Write out the entries below exactly, from the first line to the one with "Fix next error", both ends included.

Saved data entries
□ □ □ □ □
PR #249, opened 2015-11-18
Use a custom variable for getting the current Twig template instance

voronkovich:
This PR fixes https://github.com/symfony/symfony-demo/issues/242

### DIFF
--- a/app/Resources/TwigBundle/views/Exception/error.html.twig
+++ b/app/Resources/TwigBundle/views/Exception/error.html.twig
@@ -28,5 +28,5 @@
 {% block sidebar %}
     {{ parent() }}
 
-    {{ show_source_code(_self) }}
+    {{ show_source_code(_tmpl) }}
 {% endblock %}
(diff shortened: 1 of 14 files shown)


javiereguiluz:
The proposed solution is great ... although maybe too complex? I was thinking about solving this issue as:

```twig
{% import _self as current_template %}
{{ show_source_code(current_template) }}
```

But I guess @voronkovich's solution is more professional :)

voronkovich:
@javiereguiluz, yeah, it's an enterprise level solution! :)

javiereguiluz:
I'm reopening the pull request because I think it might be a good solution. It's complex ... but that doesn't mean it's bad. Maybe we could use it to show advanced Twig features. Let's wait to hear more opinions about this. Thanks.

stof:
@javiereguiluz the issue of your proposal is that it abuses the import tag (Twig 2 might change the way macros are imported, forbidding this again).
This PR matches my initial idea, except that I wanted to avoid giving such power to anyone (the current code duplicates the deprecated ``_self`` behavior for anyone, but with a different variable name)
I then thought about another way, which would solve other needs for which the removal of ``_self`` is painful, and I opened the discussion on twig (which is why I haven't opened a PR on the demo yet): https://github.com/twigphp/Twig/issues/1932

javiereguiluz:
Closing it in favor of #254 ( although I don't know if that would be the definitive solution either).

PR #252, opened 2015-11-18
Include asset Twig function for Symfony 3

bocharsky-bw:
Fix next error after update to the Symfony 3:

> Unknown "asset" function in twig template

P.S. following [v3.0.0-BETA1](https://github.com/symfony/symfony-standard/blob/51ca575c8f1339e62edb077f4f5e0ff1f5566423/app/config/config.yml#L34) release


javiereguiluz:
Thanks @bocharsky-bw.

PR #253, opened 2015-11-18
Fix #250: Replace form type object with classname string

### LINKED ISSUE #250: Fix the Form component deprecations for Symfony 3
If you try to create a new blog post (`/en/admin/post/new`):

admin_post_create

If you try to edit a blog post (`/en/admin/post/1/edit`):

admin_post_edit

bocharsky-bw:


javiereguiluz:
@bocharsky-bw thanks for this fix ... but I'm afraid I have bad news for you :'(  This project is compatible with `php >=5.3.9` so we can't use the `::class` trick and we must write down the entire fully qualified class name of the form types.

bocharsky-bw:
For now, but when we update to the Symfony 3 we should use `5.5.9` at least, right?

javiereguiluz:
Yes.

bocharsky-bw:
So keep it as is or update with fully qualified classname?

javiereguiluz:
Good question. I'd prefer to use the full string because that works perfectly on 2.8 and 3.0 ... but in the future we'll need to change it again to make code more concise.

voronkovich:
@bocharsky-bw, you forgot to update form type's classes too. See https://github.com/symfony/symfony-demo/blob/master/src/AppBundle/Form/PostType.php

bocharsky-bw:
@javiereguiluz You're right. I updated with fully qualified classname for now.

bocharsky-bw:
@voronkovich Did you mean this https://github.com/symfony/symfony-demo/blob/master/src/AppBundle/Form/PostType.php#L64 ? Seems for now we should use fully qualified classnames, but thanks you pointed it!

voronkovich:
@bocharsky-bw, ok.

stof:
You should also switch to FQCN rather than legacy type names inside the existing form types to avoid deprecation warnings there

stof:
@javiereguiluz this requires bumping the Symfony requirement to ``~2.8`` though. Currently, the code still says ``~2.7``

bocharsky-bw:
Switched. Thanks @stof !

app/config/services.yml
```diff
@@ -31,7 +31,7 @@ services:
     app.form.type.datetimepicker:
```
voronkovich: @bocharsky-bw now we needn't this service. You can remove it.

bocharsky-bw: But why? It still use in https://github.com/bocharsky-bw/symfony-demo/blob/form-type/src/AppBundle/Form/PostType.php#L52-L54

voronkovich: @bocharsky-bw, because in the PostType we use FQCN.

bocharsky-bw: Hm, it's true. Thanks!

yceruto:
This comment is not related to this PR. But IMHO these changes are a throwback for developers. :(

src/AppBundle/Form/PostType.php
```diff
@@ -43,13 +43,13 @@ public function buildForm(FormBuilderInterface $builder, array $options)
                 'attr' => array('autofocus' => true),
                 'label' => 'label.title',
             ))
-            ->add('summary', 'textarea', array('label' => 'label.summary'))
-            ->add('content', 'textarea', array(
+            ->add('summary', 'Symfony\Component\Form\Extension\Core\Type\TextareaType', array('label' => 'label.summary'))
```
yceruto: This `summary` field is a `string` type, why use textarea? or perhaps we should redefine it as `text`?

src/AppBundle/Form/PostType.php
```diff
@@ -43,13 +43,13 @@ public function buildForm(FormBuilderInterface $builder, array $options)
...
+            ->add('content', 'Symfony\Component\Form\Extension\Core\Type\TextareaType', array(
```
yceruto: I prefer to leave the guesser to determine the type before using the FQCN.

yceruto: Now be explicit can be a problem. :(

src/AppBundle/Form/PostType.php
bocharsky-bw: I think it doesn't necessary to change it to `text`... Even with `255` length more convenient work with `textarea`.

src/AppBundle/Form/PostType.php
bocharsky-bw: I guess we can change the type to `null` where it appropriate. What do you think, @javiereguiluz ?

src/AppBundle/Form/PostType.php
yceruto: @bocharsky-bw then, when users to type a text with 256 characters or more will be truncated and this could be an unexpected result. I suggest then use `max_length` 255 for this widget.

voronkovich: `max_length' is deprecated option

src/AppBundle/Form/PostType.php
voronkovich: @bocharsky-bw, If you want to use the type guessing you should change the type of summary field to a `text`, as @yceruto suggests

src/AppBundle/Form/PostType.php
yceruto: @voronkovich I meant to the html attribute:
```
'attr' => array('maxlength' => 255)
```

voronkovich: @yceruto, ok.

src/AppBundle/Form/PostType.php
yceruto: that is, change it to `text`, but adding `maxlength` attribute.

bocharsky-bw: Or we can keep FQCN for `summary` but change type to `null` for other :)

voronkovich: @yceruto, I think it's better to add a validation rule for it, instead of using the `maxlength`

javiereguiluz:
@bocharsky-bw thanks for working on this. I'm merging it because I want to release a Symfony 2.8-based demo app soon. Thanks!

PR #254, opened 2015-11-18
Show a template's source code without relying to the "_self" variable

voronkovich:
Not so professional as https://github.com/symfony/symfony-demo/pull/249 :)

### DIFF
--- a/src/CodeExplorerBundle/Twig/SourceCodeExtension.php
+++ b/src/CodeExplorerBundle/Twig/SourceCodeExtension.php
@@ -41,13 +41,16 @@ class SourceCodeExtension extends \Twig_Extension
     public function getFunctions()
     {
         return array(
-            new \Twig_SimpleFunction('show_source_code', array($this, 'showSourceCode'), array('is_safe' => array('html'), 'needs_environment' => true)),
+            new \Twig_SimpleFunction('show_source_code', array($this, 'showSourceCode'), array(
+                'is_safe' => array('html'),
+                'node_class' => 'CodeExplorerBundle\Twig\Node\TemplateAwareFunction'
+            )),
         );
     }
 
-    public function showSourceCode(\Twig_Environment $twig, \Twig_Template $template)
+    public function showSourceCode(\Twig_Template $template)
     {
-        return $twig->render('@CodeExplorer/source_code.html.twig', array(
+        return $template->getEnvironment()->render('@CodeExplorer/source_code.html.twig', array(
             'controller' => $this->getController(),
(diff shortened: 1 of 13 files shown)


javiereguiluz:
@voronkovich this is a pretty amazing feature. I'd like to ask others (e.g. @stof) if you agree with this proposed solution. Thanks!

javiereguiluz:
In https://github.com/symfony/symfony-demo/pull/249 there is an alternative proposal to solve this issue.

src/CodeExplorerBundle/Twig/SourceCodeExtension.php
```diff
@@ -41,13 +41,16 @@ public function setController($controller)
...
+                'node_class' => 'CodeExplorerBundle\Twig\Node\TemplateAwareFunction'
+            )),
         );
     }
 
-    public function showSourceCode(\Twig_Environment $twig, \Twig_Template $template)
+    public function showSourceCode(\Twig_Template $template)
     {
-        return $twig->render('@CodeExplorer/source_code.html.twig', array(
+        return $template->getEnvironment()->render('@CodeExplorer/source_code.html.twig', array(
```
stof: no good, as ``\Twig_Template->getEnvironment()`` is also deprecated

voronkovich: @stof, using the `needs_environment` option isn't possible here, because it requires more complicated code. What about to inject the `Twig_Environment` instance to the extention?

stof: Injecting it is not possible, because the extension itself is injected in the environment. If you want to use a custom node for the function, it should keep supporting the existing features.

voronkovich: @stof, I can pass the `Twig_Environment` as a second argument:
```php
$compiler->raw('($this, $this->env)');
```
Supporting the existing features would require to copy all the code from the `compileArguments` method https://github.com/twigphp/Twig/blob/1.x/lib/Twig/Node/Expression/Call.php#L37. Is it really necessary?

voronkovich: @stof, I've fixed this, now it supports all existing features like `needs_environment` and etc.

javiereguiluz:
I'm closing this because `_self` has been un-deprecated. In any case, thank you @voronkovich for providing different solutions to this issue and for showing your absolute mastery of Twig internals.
□ □ □ □ □
◆ **Result**
PR #249, opened 2015-11-18
Use a custom variable for getting the current Twig template instance

voronkovich:
This PR fixes https://github.com/symfony/symfony-demo/issues/242

### DIFF
--- a/app/Resources/TwigBundle/views/Exception/error.html.twig
+++ b/app/Resources/TwigBundle/views/Exception/error.html.twig
@@ -28,5 +28,5 @@
 {% block sidebar %}
     {{ parent() }}
 
-    {{ show_source_code(_self) }}
+    {{ show_source_code(_tmpl) }}
 {% endblock %}
(diff shortened: 1 of 14 files shown)


javiereguiluz:
The proposed solution is great ... although maybe too complex? I was thinking about solving this issue as:

```twig
{% import _self as current_template %}
{{ show_source_code(current_template) }}
```

But I guess @voronkovich's solution is more professional :)

voronkovich:
@javiereguiluz, yeah, it's an enterprise level solution! :)

javiereguiluz:
I'm reopening the pull request because I think it might be a good solution. It's complex ... but that doesn't mean it's bad. Maybe we could use it to show advanced Twig features. Let's wait to hear more opinions about this. Thanks.

stof:
@javiereguiluz the issue of your proposal is that it abuses the import tag (Twig 2 might change the way macros are imported, forbidding this again).
This PR matches my initial idea, except that I wanted to avoid giving such power to anyone (the current code duplicates the deprecated ``_self`` behavior for anyone, but with a different variable name)
I then thought about another way, which would solve other needs for which the removal of ``_self`` is painful, and I opened the discussion on twig (which is why I haven't opened a PR on the demo yet): https://github.com/twigphp/Twig/issues/1932

javiereguiluz:
Closing it in favor of #254 ( although I don't know if that would be the definitive solution either).

PR #252, opened 2015-11-18
Include asset Twig function for Symfony 3

bocharsky-bw:
Fix next error after update to the Symfony 3:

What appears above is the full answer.